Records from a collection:
"""
PR #28629, opened 2026-09-15
cgen: bound active C macro header scans

medvednikov:
## Summary

- release per-include C macro scan scratch allocations from the V3 preallocated arena
- cache safely skippable whole-header conditionals, including modern Clang guard expressions
- cover complex guards and guard-level alternative branches

## Root cause

The macOS Clang SDK header graph is revisited many times while replaying active C macros. With V3 preallocation, temporary header contents and scan state stayed in the cgen arena until generation finished. The no-fallback self-host reached about 28.5 GiB locally and CI killed it at the 9,984 MiB limit.

Each source-level include scan now uses a disposable nested prealloc scope. Persistent macro state is promoted before that scope is released. A conservative cache also skips repeated whole-header conditionals only when their opening condition is known to be inactive; outer else/elif branches are excluded.

## Validation

- ./vnew -silent vlib/v/gen/c/source_directive_test.v
- ./vnew -d prealloc -silent vlib/v/gen/c/source_directive_test.v
- V_MACOS_V3_NO_FALLBACK=1 ./vnew -nocache -o ./vfinalcheck -gc none -cc clang cmd/v
  - completed in 65.15s
  - peak physical footprint: 9,351,700,592 bytes, about 1.04 GiB below the CI limit
- ./vnew -silent test vlib/v/gen/c/: 311 passed; target_test.v has one unchanged current-master failure in test_cache_input_scan_rejects_ambiguous_include_macro_literal

The full compiler error suite currently has unrelated current-master V1 fallback/V3 diagnostic expectation mismatches; the same mismatches reproduce in a pristine master worktree.


medvednikov:
@codex review

medvednikov:
fixed in https://github.com/vlang/v/pull/28628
"""
→ The problem
Word for word, restate the lines above.

→ Written response
PR #28629, opened 2026-09-15
cgen: bound active C macro header scans

medvednikov:
## Summary

- release per-include C macro scan scratch allocations from the V3 preallocated arena
- cache safely skippable whole-header conditionals, including modern Clang guard expressions
- cover complex guards and guard-level alternative branches

## Root cause

The macOS Clang SDK header graph is revisited many times while replaying active C macros. With V3 preallocation, temporary header contents and scan state stayed in the cgen arena until generation finished. The no-fallback self-host reached about 28.5 GiB locally and CI killed it at the 9,984 MiB limit.

Each source-level include scan now uses a disposable nested prealloc scope. Persistent macro state is promoted before that scope is released. A conservative cache also skips repeated whole-header conditionals only when their opening condition is known to be inactive; outer else/elif branches are excluded.

## Validation

- ./vnew -silent vlib/v/gen/c/source_directive_test.v
- ./vnew -d prealloc -silent vlib/v/gen/c/source_directive_test.v
- V_MACOS_V3_NO_FALLBACK=1 ./vnew -nocache -o ./vfinalcheck -gc none -cc clang cmd/v
  - completed in 65.15s
  - peak physical footprint: 9,351,700,592 bytes, about 1.04 GiB below the CI limit
- ./vnew -silent test vlib/v/gen/c/: 311 passed; target_test.v has one unchanged current-master failure in test_cache_input_scan_rejects_ambiguous_include_macro_literal

The full compiler error suite currently has unrelated current-master V1 fallback/V3 diagnostic expectation mismatches; the same mismatches reproduce in a pristine master worktree.


medvednikov:
@codex review

medvednikov:
fixed in https://github.com/vlang/v/pull/28628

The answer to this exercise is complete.